▶ _Task prompt_
Answer with one number only: the count of lines below that hold the word "subsequent".

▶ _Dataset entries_
• • •
PR #4868, opened 2026-06-26
Edits to AGENTS.md file

mwichmann:
These are agent-suggested updates (OpenCode with Qwen 3.6), plus some edits of mine to the result.

In general terms, it suggested removing thing which were instructions to human readers, and some other boilerplate already covered in files it was going to read anyway (README).

I mainly filled out the instructions on doc building, because a question I asked left an agent now knowing how to validate a manpage change.

This has no effect on SCons itself - no docs, code or tests are modified.

### DIFF
--- a/AGENTS.md
+++ b/AGENTS.md
@@ -1,88 +1,99 @@
 # SCons - Software Construction Tool
 
-## Project Overview
-SCons is an open-source software construction tool (build tool) implemented in Python. It is designed to be easier to use and more reliable than the traditional `make` utility. SCons configuration files are Python scripts, allowing users to use the full power of Python to solve build problems.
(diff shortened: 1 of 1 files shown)


.github/workflows/runtest.yml
```diff
@@ -65,7 +65,6 @@ jobs:
             echo "test/ninja/shutdown_scons_daemon.py" >> .excludes
             echo "test/scons-time/run/option/verbose.py" >> .excludes
           elif [[ "${{matrix.os}}" == "windows"* ]]; then
```
bdbaddog, line 67: I'm guessing this was accidently left in this PR? Can you restore to original?

PR #4869, opened 2026-06-27
Subst cleanups

mwichmann:
* Line breaks added for clarity
* Code-style enforced in some places
* In SpecialAttrWrapper.escape, an attribute is read once and stored in a local variable.
* If all previous parts of an if-else chain have done return (or raise), there's no need for the next to be an "else". This causes one fairly large indentation change in StringSubber.expand(), as about 40 lines shift left one indent (checker observation)
* In subst-dict the local variable is renamed from dict to substitutions to avoid "hiding" built-in dict (frequent checker grumble)

No changed behavior, so existing tests and docs are unchanged.

## Contributor Checklist:

### DIFF
--- a/SCons/Subst.py
+++ b/SCons/Subst.py
@@ -54,8 +54,7 @@ def raise_exception(exception, target, s):
     msg = f"{name} `{exception}' trying to evaluate `{s}'"
     if target:
         raise SCons.Errors.BuildError(target[0], msg)
-    else:
-        raise SCons.Errors.UserError(msg)
+    raise SCons.Errors.UserError(msg)
 
 
 class Literal:
@@ -65,6 +64,7 @@ class Literal:
     be interpreted as literal.  When passed to the command interpreter,
     all special characters will be escaped.
     """
+
     def __init__(self, lstr) -> None:
         self.lstr = lstr
 
@@ -144,6 +144,7 @@ class CmdStringHolder(UserString):
     will be escaped, quoted, or neither depending on the value of
     *literal* and the string contents.
     """
+
     def __init__(self, cmd, literal: bool = False) -> None:
         super().__init__(cmd)
         self.literal = literal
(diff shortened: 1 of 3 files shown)


SCons/Subst.py
```diff
@@ -160,23 +161,24 @@ def escape(self, escape_func, quote_func=quote_spaces) -> str:
         After calling this function, the next call to str() will
         return the escaped string.
         """
-        if self.is_literal():
-            return escape_func(self.data)
-        elif ' ' in self.data or '\t' in self.data:
-            return quote_func(self.data)
-        else:
-            return self.data
+        data = self.data
```
bdbaddog, line 164: why data = self.data instead of just using self.data?
same question why self.literal instead of self.is_literal() ?

mwichmann: "data": to avoid as many as three attribute lookups

mwichmann: Oh, missed the second Q. `is_literal` seemed an extra call that wasn't needed:
```py                             
    def is_literal(self) -> bool:
        return self.literal
```

Both would only have a minimal performance improvement, so if you don't want we can just drop the changes.

bdbaddog: There's a a couple .. def is_literal from class Literal() which returns True presently..
can those get called by this logic?

mwichmann: there are things that call `is_literal`  but no `is_literal` method is removed so I don't see any impact. Was that the question?

bdbaddog: not all objects with is_literal() have literal properties, if they are called by this logic, wouldn't it raise an exception?

mwichmann: How's it going to get there in a way to cause a problem?  Somebody *could* inherit from `CmdStringHolder` *and* write their own `__init__` that doesn't initialize `self.literal`, *and* inherit the `escape` method that looks at that. Nothing does that currently, and I'm not quite sure why anybody would want to.

mwichmann: If you don't end up comfortable, just flip it back to `if self.is_literal()`, it's not really worth getting hung up on.

bdbaddog: ok finally had some time to more thoroughly understand and you are correct that it's safe. Sorry for the confusion.

PR #4871, opened 2026-07-01
New test and fixes for AlwaysBuild when using ninja execution engine.

### LINKED ISSUE #4870: AlwaysBuild not honored when using ninja execution engine
**Describe the bug**
The AlwaysBuild command for a target is not honored when using the experimental ninja execution engine.

**Required information**
https://discord.com/channels/571796279483564041/1521525108106330122/1521525112195780709

* Version of SCons
Version 4.10.2, HEAD of master. However I know this goes back to the original ninja release.

* Version of Python
Python 3.14.5, although I know it also fails on 3.6 and 3.10

python.org

* How you installed SCons
This happens both on using “scons-local” as well as from the source tree.

Linux - Ubuntu 20.04, Ubuntu 24.04, Alpine 3.24.1

Here is a simple sconstruct using test2.cpp from test/ninja/ninja-fixture

```
SetOption('experimental','ninja')
DefaultEnvironment(tools=[])
env = Environment()
env.Tool('ninja')

# Compile source to object
obj = env.Object('test2.cpp')
# Force rebuild of object file every time
env.AlwaysBuild(obj)

# Link object to executable
env.Program(target='always_build', source=obj)
``` 

* How you invoke scons (The command line you're using "scons --flags some_arguments”)

When using `python3 <path_to_worktree>/scripts/scons.py` it will build the app and then on subsequent calls will rebuild the .o file per the AlwaysBuild on the target.

When using `python3 <path_to_worktree>/scripts/scons.py --experimental=ninja` it will build the app and then on subsequent calls there is no work to do (which is wrong).

pmova7173630:
Provide a new end-to-end test to verify that AlwaysBuild works correctly with the ninja execution engine. Provide fixes for that support. Updates to the required text files to document the fixes.

## Contributor Checklist:


SCons/Tool/ninja_tool/NinjaState.py
```diff
@@ -783,6 +788,9 @@ def action_to_ninja_build(self, node, action=None):
             if callable(node_callback):
                 node_callback(env, node, build)
 
+        if node.always_build:
+            build["inputs"] = build.get("inputs", []) + ["SconsAlwaysBuildPhony"]
```
mwichmann: Would `'implicit'` be better than `'inputs'` here? (it's a question - I don't actually know)

CHANGES.txt
```diff
@@ -14,6 +14,9 @@ RELEASE  VERSION/DATE TO BE FILLED IN LATER
 
   From John Doe:
     - Whatever John Doe did.
+  
+  From Paul Movall:
```
bdbaddog: Please add your blurb order by last name among contributors to this release.

SCons/Tool/ninja_tool/NinjaState.py
pmova7173630: According to the ninja documentation, `’implicit’` would be a better choice here. I have modified locally and verified the behavior still is correct, and also verified the appropriate changes to the build.ninja file.

From the ninja documentation:
This is for expressing dependencies that don’t show up on the command line of the command; for example, for a rule that runs a script that reads a hardcoded file, the hardcoded file should be an implicit dependency, as changes to the file should cause the output to rebuild, even though it doesn’t show up in the arguments.

pmova7173630: Fixed in latest commit.

CHANGES.txt
pmova7173630: Fixed in latest commit.

PR #4884, opened 2026-07-26
Eliminate xml table conflict

mwichmann:
This is an AI analysis of errors reported by Apache fop, in this style:
```
[ERROR] FOUserAgent - Invalid property value encountered in column-width="proportional-column-width(1)": org.apache.fop.fo.expr.PropertyException: file:/home/mats/github/scons/build/doc/user/scons-user.fo:12435:16: proportional-column-width() function may only be used when fo:table has table-layout="fixed".; property:'column-width' (See position 12435:95)
```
• • •
▶ _Answer section_
2